The Guardian reported yesterday on Joe Stiglitz and Linda Bilmes upcoming book, The Three Trillion Dollar War. In it, they attempt to audit the whole Iraq war effort. The article is terrifying; I thought I'd pull out some bullet points. The first one is obviously in the title - their estimate of the true cost - and this is just for the US (compared to an official estimate of £500 billion.) Other bullet points lifted from the article:

  • The rest of the world, including Britain, will probably account for about the same amount again.
  • America is spending $16bn a month on running costs alone (ie on top of the regular expenses of the Department of Defence) in Iraq and Afghanistan; that is the entire annual budget of the UN.
  • 1 trillion dollars = any one of the following: 8 million housing units, 15 million public school teachers, healthcare for 530 million children for a year, scholarships to university for 43 million students (note: most of these would count as investment as well - you'd get a return on it. The opposite is true for war-spending.)
  • America is currently spending $5bn a year in Africa, equivalent to 10 days fighting
  • Wage for contractor working as a security guard: $400,000; US soldier: $40,000
  • A soldier injured in the first month has to pay back their sign-up bonus
  • Soldiers have to pay for a lot of their own equipment: if they lose their helmet (even through being blown up) they'll be billed
  • It wasn't until 2006 that that the DOD agreed to replace Humvees with mine-resistant ambush-protected (MRAP) armoured vehicles
  • Halliburton received at least $19.3bn in single-source contracts (i.e. bidding was limited... to Halliburton.
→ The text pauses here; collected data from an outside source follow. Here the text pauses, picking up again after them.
PR #548, opened 2026-06-18
improved log for custom stage

### LINKED ISSUE #477: [BUG] [TRANSFORM] Silently creates empty directories and reports success for non-existent stage names
## Summary
When running `crane transform` with a completely non-existent or misspelled stage name (e.g., `99_FakeStage`), Crane does not validate the input against registered plugins or fail-fast. Instead, it silently creates an empty custom stage directory, executes with 0 plugins applied, copies the resources as-is, and returns a successful exit status (Exit Code 0). 

This behavior is highly misleading for users, as typographical errors can go unnoticed, giving a false impression that a specific transformation logic was executed successfully.

## Steps to Reproduce
1. Generate an export directory with standard Kubernetes manifests.
2. Run the transform command providing a completely fabricated stage name:
```bash
   ./crane transform 99_FakeStage -e ./export-dir -t ./transform-dir
```
3. Observe the terminal output and the generated directory structure.

## Expected Behavior
The CLI should validate the provided stage name. If the stage does not match any registered plugins or predefined configurations, it should either:

- Fail-fast and return an error (`Exit Code 1`).

- Or, at minimum, print a prominent warning message (e.g., WARN: `No plugins matched "99_FakeStage". Creating an empty custom stage directory.`) to ensure the user is aware that no active code was executed.

##Actual Behavior / Output Log
The command completes with a success status and prints the following log:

Free market, huh?)
  • Often, when contracts went to US firms rather than local ones, those firms would then bring in labour from e.g. Nepal because it was cheaper - even though one in two iraqi men were out of work
  • The war has been paid for through borrowing (and taxes have been cut): the interest alone is 'a couple of hundred billion a year' - another trillion by 2017 and a little present for the next president
  • Stiglitz also argues that the Federal Reserve kept interest rates low and 'looked the other way as lending standards were lowered' as a result of US government loan-seeking and pressure to keep their interest lower; he connects this to the subsequent sub-prime crisis
  • Much of the war fund now comes from China; Stiglitz notes it was China that bailed out Merrill Lynch and Citibank recently because America simply doesn't have the money
  • From studying futures markets, Stiglitz concludes that 'a significant proportion' of the rise in oil prices is due to instability post-Iraq; oil has gone up from $25 to $100 a barrell in five years
  • Projecting to 2015, this will be an extra £1.6 trillion on oil in the US
  • Direct quote: to developing countries it has been devastating - they note a study by the International Energy Agency that looked at a sample of 13 African countries and found that rising oil prices have "had the effect of lowering the average income by 3% - more than offsetting all of the increase in foreign aid that they had received in recent years, and setting the stage for another crisis in these countries"

In summary, they fucked things up right and proper. Stiglitz again: 'that's part of being in a global economy. You make a mistake of this order, and it affects people all over the world.' You'd really, really want to think a car-crash of this magnitude would require the incompetents and ideologues who led us there to be held accountable.